───── DATASET RECORDS ─────

PR #300, opened 2020-03-05
Interrupt test

lorenzoPrimi:
Fixes https://github.com/ooni/probe/issues/1026

## Proposed Changes
- Adding an X button in the running screen
- If the test is interruptable send the signal to the go library
- Tell the AsyncTask to don't execute next tasks


app/src/main/java/org/openobservatory/ooniprobe/test/TestAsyncTask.java
```diff
@@ -36,6 +36,8 @@
 	public static final String URL = "URL";
 	protected final WeakReference<ACT> ref;
 	private final Result result;
+	private AbstractTest currentTest;
+	public boolean interrupt;
```
bassosimone, line 40: Please, consider the following:

1. make this variable private

2. set this variable inside the `interrupt` method

3. make the `interrupt` method `synchronized`

4. add a method like `isInterrupted` or something which is also `synchronized`

I believe otherwise we'll have possible race condtions.

lorenzoPrimi: `interrupt` can only go from false to true, never to false, why it should be `synchronized`?

PR #306, opened 2020-03-31
Abstract away MK and run Telegram using the Go engine

bassosimone:
Related to https://github.com/ooni/probe-engine/issues/376 and https://github.com/ooni/probe/issues/1017. This is divided in nice steps where I am performing each step in an individual commit.

Closes https://github.com/ooni/probe/issues/1017


lorenzoPrimi:
I guess `engine/build` has to be added to the `.gitignore`

PR #644, opened 2023-12-12
Release: 3.8.5.1, Update version code for `3.8.5.1` release

aanorbel:


app/build.gradle
```diff
@@ -13,8 +13,8 @@ android {
         applicationId 'org.openobservatory.ooniprobe'
         minSdk libs.versions.minSdk.get().toInteger()
         targetSdk libs.versions.targetSdk.get().toInteger()
-        versionName '3.8.5'
-        versionCode 107
+        versionName '3.8.5.1'
```
bassosimone, line 16: Can you make it 3.8.6? I am not 100% sure we should deviate from three version codes and semver.

bassosimone (changes requested):

app/build.gradle
aanorbel: I am not. this patch is already live for a quick fix so I don't know how that would go.

PR #647, opened 2023-12-14
Chore: Add support for sending build to firebase app distribution

aanorbel:
Fixes https://github.com/ooni/probe/issues/2643

## Proposed Changes

  - Adds Credentials to the repo
  - Add a new workflow file for Firebase App Distribution which publishes debug `apk`.


bassosimone (approved):
🐳

PR #648, opened 2023-12-18
Fix: Updated Broadcast receiver to do nothing if key is null

aanorbel:


app/src/main/java/org/openobservatory/ooniprobe/receiver/TestRunBroadRequestReceiver.java
```diff
@@ -49,6 +49,10 @@ public TestRunBroadRequestReceiver(PreferenceManager preferenceManager, EventLis
     public void onReceive(Context context, Intent intent) {
         String key = intent.getStringExtra("key");
         String value = intent.getStringExtra("value");
+        // If either key is null, do nothing
```
bassosimone, line 52: Here you say "either": which other key should we be checking below?

aanorbel: None.

aanorbel, line 52:
```suggestion
        // If key is null, do nothing
```

app/src/main/java/org/openobservatory/ooniprobe/common/service/RunTestService.java
```diff
@@ -209,6 +209,9 @@ public void onReceive(Context context, Intent intent) {
             ) {
                 return;
             }
+            if (key == null) {
```
aanorbel, line 212:
```suggestion
            // If key is null, do nothing
            if (key == null) {
```

bassosimone (approved):
🐳

PR #650, opened 2024-01-05
Feat: Add task to build experimental engine in android

aanorbel:
Fixes # <issue>

## Proposed Changes

  - Add a Gradle task to build `experimental-engine` from Android App.
  - Ensure the clean task deletes the existing engine archive.

```shell
./gradlew clean buildExperimentalArchive 
```

### DIFF
--- a/.github/workflows/build_experimental_engine.yml
+++ b/.github/workflows/build_experimental_engine.yml
@@ -26,7 +26,7 @@ jobs:
 
       - name: Get GOVERSION content
         id: goversion
-        run: echo "version=$(cat GOVERSION)" >> "$GITHUB_OUTPUT"
+        run: echo "version=$(curl https://raw.githubusercontent.com/ooni/probe-cli/master/GOVERSION && cat GOVERSION)" >> "$GITHUB_OUTPUT"
         shell: bash
 
       - uses: magnetikonline/action-golang-cache@v4
--- a/.github/workflows/build_experimental_engine.yml
+++ b/.github/workflows/build_experimental_engine.yml
@@ -32,7 +32,7 @@ jobs:
       - uses: magnetikonline/action-golang-cache@v4
         with:
           go-version: "${{ steps.goversion.outputs.version }}"
-          cache-key-suffix: "-coverage-${{ steps.goversion.outputs.version }}"
+          cache-key-suffix: "-build-experimental-engine-${{ steps.goversion.outputs.version }}"
 
       - name: Build Experimental Archive from `ooni/probe-cli`
         run: ./gradlew buildExperimentalArchive
--- a/.github/workflows/build_experimental_engine.yml
+++ b/.github/workflows/build_experimental_engine.yml
@@ -1,9 +1,15 @@
-name: build_experimental_engine
+name: Build Experimental Engine
 
-on: [push]
+on:
+  push:
+    branches:
+      - master
+  pull_request:
+  schedule:
+    - cron: "0 2 * * */2"
 
 jobs:
-  build_android:
+  build_experimental_engine:
     runs-on: ubuntu-22.04
 
     steps:
@@ -30,3 +36,12 @@ jobs:
 
       - name: Build Experimental Archive from `ooni/probe-cli`
         run: ./gradlew buildExperimentalArchive
+
+      - name: Build Experimental App
+        run: ./gradlew assembleExperimentalFullDebug
+
+      - name: Archive Experimental APK
+        uses: actions/upload-artifact@v3
+        with:
+          name: app-experimental-full-debug
+          path: app/build/outputs/apk/experimentalFull/debug/app-experimental-full-debug.apk
--- a/.github/workflows/build_experimental_engine.yml
+++ b/.github/workflows/build_experimental_engine.yml
@@ -1,0 +1,32 @@
+name: build_experimental_engine
+
+on: [push]
+
+jobs:
+  build_android:
+    runs-on: ubuntu-22.04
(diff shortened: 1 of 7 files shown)


scripts/build_experimental_archive.sh
```diff
@@ -0,0 +1,29 @@
+#!/bin/sh
```
bassosimone, line 1: I suggest to include the following line right at the beginning:

```suggestion
#!/bin/sh
set -euxo pipefail
```

Here's what it does:

1) `-e` terminates the script at the first error

2) `-u` terminates the script if you use any undefined variable

3) `-x` prints each command that is executed (very useful for debugging)

4) `-o pipefail` causes a pipeline to fail if any command inside a pipeline fails

scripts/build_experimental_archive.sh
```diff
@@ -0,0 +1,29 @@
...
+
+# Define build and output directories
+gitTarget=${1:-"master"}
+buildDir=${2:-"./build"}
+
+# Create build directory and navigate into it
+mkdir -p "${buildDir}" && cd "${buildDir}"
```
bassosimone, line 8: You don't need the `&&` with `set -euxo pipefail`.

Also, I'd `rm -r ${buildDir}` before entering into it, otherwise `git clone` would fail the second time you run it. If you instead want to keep the `${buildDir}` and the cloned repository around, you need logic to avoid cloning the repository if it's already there. In such a case, you would need to pull the sources again.

Evidence:

```text
% git clone -v https://github.com/ooni/probe-cli.git
Cloning into 'probe-cli'...
POST git-upload-pack (175 bytes)
POST git-upload-pack (gzip 8652 to 4314 bytes)
remote: Enumerating objects: 29352, done.
remote: Counting objects: 100% (332/332), done.
remote: Compressing objects: 100% (220/220), done.
remote: Total 29352 (delta 141), reused 247 (delta 103), pack-reused 29020
Receiving objects: 100% (29352/29352), 29.08 MiB | 9.65 MiB/s, done.
Resolving deltas: 100% (20037/20037), done.

% git clone -v https://github.com/ooni/probe-cli.git
fatal: destination path 'probe-cli' already exists and is not an empty directory.
```

scripts/build_experimental_archive.sh
```diff
@@ -0,0 +1,29 @@
...
+
+# Clone the repository
+git clone -v https://github.com/ooni/probe-cli.git
+
+# Navigate into the repository
+cd probe-cli
+
+git checkout master
```
bassosimone, line 16: If you only want to clone each time, this line is redundant. Otherwise, I think it's fine to have it, but you would still need to add logic above to handle the case where the repository already exists.

scripts/build_experimental_archive.sh
```diff
@@ -0,0 +1,29 @@
...
+
+git pull origin
+# Checkout the target branch
+git checkout -c "${gitTarget}"
+
+# Build the probe-cli
+make android
```
bassosimone, line 23: This command has huge requirements in terms of building, but I reckon many of them are probably already satisfied if one is using Android Studio every day. Trying to spell them out, I think they are:

* the correct version of Java being installed (is that Java 17 now?)
* `ANDROID_HOME` being defined
* the `ANDROID_HOME` must contain the correct version of the NDK and the SDK
* the correct version of Go being installed
* the C/C++ compiler being installed

I think most of these preconditions are checked by `make android`, but I also think we should create a GitHub action installing all the required prerequisites, which would serve two purposes:

1. giving us confidence that this method of building works
2. documenting what are the actual pre-requisites

This action does not need to run at every pull request, rather I suppose it's fine to run it only for commits that have already been merged into the `master` branch.

bassosimone (changes requested):
Thank you, this is a good starting point, but we need some extra work to (a) define the usage pattern (clone each time versus keeping the cloned repo) and (b) add some integration tests to make sure all of this is WAI.

.github/workflows/build_experimental_engine.yml
```diff
@@ -0,0 +1,47 @@
...
+
+      - name: Get GOVERSION content
+        id: goversion
+        run: echo "version=$(curl https://raw.githubusercontent.com/ooni/probe-cli/master/GOVERSION && cat GOVERSION)" >> "$GITHUB_OUTPUT"
+        shell: bash
+
+      - uses: magnetikonline/action-golang-cache@v4
+        with:
+          go-version: "${{ steps.goversion.outputs.version }}"
+          cache-key-suffix: "-coverage-${{ steps.goversion.outputs.version }}"
```
bassosimone, line 35:
```suggestion
          cache-key-suffix: "-build-experimental-engine-${{ steps.goversion.outputs.version }}"
```

.github/workflows/build_experimental_engine.yml
```diff
@@ -0,0 +1,47 @@
...
+          java-version: '17'
+          distribution: 'temurin'
+
+      - name: Setup Android SDK
+        uses: android-actions/setup-android@v3
+
+      - name: Get GOVERSION content
+        id: goversion
+        run: echo "version=$(curl https://raw.githubusercontent.com/ooni/probe-cli/master/GOVERSION && cat GOVERSION)" >> "$GITHUB_OUTPUT"
+        shell: bash
```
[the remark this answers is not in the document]
bassosimone: We don't need this anymore as soon as https://github.com/ooni/probe/issues/2664 is closed. As long as Go >= 1.19 is installed, `make android` would install and use the right version of Go for building.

─────

• EXERCISE INSTRUCTIONS: Copy out each line of the material above that holds the word "being".

• ANSWER:
* the correct version of Java being installed (is that Java 17 now?)
* `ANDROID_HOME` being defined
* the correct version of Go being installed
* the C/C++ compiler being installed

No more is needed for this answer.